Deixo meus bens a minha irmã não a meu sobrinho jamais será paga a conta do advogado nada dou aos pobres.

Mas morreu antes de fazer a pontuação. Para quem o falecido deixou a sua fortuna? Eram quatro concorrentes:

1. O sobrinho fez a seguinte pontuação:

Deixo meus bens à minha irmã? Não! A meu sobrinho. Jamais será paga a conta do advogado. Nada dou aos pobres.

2. A irmã chegou em seguida e pontuou assim:

Deixo meus bens à minha irmã. Não a meu sobrinho. Jamais será paga a conta do advogado. Nada dou aos pobres.

3. Aí chegaram os descamisados da cidade. Um deles, sabido, fez esta interpretação:

Deixo meus bens à minha irmã? Não! A meu sobrinho? Jamais! Será paga a conta do advogado? Nada! Dou aos pobres.
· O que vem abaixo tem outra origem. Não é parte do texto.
PR #3373, opened 2026-09-14
priv: untag text that is not a hardware normative rule

davidharrishmc:
Removes normative-rule tags from privileged-spec text that is not a hardware
requirement: motivation and purpose paragraphs, spec-authoring policy, software
responsibilities, "Ordinarily"/"typically" hedges, threat-model description of
behaviour *without* the extension, and derived values in an informative table.

Where only part of a tagged region was non-normative the anchor is trimmed rather
than deleted, so the rule that was buried in the paragraph survives (`pma_precise_recom`,
`wfi_op`, `satp_op_sfence_vma`, `hgatp_op_hfence_gvma`, `H_scsrs_nomatch`,
`stateen_implicit_state_update`, `Svpbmt_aliasing_attribute`, `sscratch`).

Two Smctr chapter-overview tags that restate Behavior-section rules are dropped.

Deliberately **not** untagged: tags backing implementation-defined behaviours
(`critical_error`, `rst_and_nmi_addr`, `pma_mo_dyn`, `pma_cache_mm_all_atomics`,
`hsxlen`, `vsxlen`). "might", "can" and "platform-specific" is what an
implementation-defined behaviour reads like; the extracted set still holds 209 of
them, unchanged.

Rules 3307 → 3277. No visible text changes — anchors and YAML only.

**Downstream:** this PR deletes rule names that `riscv-arch-test`'s
`coverpoints/norm/*.yaml` reference by string. Every deletion is recorded, with the
affected downstream file, in the old→new map kept alongside this work.


davidharrishmc (commented):
These rules tighten up tags to only match the normative part of a paragraph, or exclude text that is nonnormative.  Look reasonable to me.

src/priv/smstateen.adoc
```diff
@@ -97,33 +97,32 @@ exception instead of an illegal-instruction exception.#
...
+supervisor-level `sstateen` CSR are applicable. The intention is to allocate bits
 for this purpose starting at the most-significant end, bit 63, through to bit
-32, and then on to the next-higher `mstateen` CSR.# [#norm:mstateen_bit_encroachment]#If the rate that bits are
+32, and then on to the next-higher `mstateen` CSR. If the rate that bits are
 being allocated from the least-significant end for `sstateen` CSRs is
 sufficiently low, allocation from the most-significant end of `mstateen` CSRs may
 be allowed to encroach on the lower 32 bits before jumping to the next-higher
-`mstateen` CSR.# [#norm:sstateen_encroachment_bits_roz]#In that case, the bit positions of "`encroaching`" bits will remain
+`mstateen` CSR. [#norm:sstateen_encroachment_bits_roz]#In that case, the bit positions of "`encroaching`" bits will remain
 forever read-only zeros in the matching `sstateen` CSRs.#
```
jordancarlin: `sstateen_encroachment_bits_roz` should be removed too.

src/priv/svpbmt.adoc
```diff
@@ -81,13 +81,13 @@ optimizations will likely improve performance when applied with adequate
...
+When Svpbmt is used with non-zero PBMT encodings, it is possible for
 multiple virtual aliases of the same physical page to exist
 simultaneously with different memory attributes. It is also possible for
 a U-mode or S-mode mapping through a PTE with Svpbmt enabled to observe
 different memory attributes for a given region of physical memory than a
 concurrent access to the same page performed by M-mode or when
-MODE=Bare. In such cases,
+MODE=Bare. [#norm:Svpbmt_aliasing_attribute]#In such cases,
 the behaviors dictated by the attributes
 (including coherence, which is otherwise unaffected) may be violated.#
```
jordancarlin: This change makes the rule harder to understand because it is no longer clear what "In such cases" refers to.

jordancarlin (approved):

3. O advogado pediu cópia do original e puxou a brasa pra sardinha dele:

Deixo meus bens à minha irmã? Não! A meu sobrinho? Jamais! Será paga a conta do advogado. Nada dou aos pobres.

Moral da história:

A vida pode ser interpretada e vivida de diversas maneiras concurseiro. Nós é que fazemos a pontuação. E isso faz toda a diferença concurseiro.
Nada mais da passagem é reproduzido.